Stored data entries
PR #511, opened 2016-02-10
Instant thumbnails showing

### LINKED ISSUE #29: Show thumbnails as soon as they're received

oparoz:
Replaces #497

Improves the feedback shown to users to let them know that something is happening when thumbnails have not been generated yet. This replaces the spinner added below the row.

Fixes #29

The improvements are better seen on albums which contain sub-albums as these should show some activity before the full row has been rendered.
### Screencasts

_Note: the refresh rate in the videos is quite low, so this is not reflective of the smootheness of the animation_

**With cached thumbnails**
http://screencast-o-matic.com/watch/cDn6n7hR39

You can see that once the album is cached, there is no resizing taking place any more

**On an empty cache**
http://screencast-o-matic.com/watch/cDn6nEhR3E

The problem: Among the entries above, find the line with "Instant thumbnails showing" and the line with "### Screencasts"; give again exactly these two lines and all lines between them.

Solution for this exercise:
Instant thumbnails showing

### LINKED ISSUE #29: Show thumbnails as soon as they're received

oparoz:
Replaces #497

Improves the feedback shown to users to let them know that something is happening when thumbnails have not been generated yet. This replaces the spinner added below the row.

Fixes #29

The improvements are better seen on albums which contain sub-albums as these should show some activity before the full row has been rendered.
### Screencasts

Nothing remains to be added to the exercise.